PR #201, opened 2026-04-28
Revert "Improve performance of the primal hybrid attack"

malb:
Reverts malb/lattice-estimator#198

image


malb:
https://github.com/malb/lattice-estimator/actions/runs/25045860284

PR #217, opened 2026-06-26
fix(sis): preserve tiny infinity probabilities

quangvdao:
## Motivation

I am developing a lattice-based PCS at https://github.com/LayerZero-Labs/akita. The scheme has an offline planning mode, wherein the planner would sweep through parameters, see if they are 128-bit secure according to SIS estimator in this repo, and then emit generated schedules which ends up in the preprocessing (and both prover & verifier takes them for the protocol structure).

-------

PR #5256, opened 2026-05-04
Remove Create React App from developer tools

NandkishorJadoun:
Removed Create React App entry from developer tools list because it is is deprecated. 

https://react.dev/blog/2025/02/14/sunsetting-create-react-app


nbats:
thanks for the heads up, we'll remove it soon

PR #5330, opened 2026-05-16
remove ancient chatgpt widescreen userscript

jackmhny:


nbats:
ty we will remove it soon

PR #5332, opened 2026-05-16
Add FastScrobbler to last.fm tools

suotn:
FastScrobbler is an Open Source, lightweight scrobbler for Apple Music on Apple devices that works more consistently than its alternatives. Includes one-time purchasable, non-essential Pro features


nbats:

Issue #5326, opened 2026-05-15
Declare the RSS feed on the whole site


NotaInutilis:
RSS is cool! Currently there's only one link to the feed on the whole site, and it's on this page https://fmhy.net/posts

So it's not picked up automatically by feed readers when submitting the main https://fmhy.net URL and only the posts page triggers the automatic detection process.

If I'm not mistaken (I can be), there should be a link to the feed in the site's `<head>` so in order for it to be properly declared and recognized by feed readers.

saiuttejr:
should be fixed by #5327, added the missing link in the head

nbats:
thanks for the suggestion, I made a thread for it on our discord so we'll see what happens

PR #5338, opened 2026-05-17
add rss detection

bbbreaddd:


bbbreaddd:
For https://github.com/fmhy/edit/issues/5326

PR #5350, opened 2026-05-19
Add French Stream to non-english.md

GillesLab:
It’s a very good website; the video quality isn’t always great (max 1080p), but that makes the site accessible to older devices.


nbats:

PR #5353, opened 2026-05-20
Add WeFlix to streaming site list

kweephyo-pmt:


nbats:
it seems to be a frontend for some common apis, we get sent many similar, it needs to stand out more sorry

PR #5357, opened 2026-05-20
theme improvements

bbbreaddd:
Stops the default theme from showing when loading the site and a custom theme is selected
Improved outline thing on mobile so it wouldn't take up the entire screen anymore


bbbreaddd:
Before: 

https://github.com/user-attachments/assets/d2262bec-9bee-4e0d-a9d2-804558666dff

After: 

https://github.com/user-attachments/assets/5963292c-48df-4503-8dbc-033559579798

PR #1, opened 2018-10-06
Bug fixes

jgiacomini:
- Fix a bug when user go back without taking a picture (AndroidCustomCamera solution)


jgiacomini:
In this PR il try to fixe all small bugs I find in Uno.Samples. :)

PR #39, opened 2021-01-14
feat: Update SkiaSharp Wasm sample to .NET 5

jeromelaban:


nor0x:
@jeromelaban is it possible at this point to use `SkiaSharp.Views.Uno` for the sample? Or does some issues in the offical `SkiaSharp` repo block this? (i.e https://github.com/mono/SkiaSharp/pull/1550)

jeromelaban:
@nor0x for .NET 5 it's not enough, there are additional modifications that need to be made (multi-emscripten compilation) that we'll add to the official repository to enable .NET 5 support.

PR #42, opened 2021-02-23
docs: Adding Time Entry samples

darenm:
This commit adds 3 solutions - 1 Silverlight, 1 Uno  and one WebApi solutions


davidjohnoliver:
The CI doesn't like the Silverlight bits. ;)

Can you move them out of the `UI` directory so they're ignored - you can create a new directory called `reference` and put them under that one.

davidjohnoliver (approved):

-------

▸ Required action
From the listing above, repeat exactly the lines starting at the line that includes "https://react.dev/blog/2025/02/14/sunsetting-create-react-app" and ending at the line that includes "So it's not", with nothing outside that span.

▸ Solved problem
https://react.dev/blog/2025/02/14/sunsetting-create-react-app


nbats:
thanks for the heads up, we'll remove it soon

PR #5330, opened 2026-05-16
remove ancient chatgpt widescreen userscript

jackmhny:


nbats:
ty we will remove it soon

PR #5332, opened 2026-05-16
Add FastScrobbler to last.fm tools

suotn:
FastScrobbler is an Open Source, lightweight scrobbler for Apple Music on Apple devices that works more consistently than its alternatives. Includes one-time purchasable, non-essential Pro features


nbats:

Issue #5326, opened 2026-05-15
Declare the RSS feed on the whole site


NotaInutilis:
RSS is cool! Currently there's only one link to the feed on the whole site, and it's on this page https://fmhy.net/posts

So it's not picked up automatically by feed readers when submitting the main https://fmhy.net URL and only the posts page triggers the automatic detection process.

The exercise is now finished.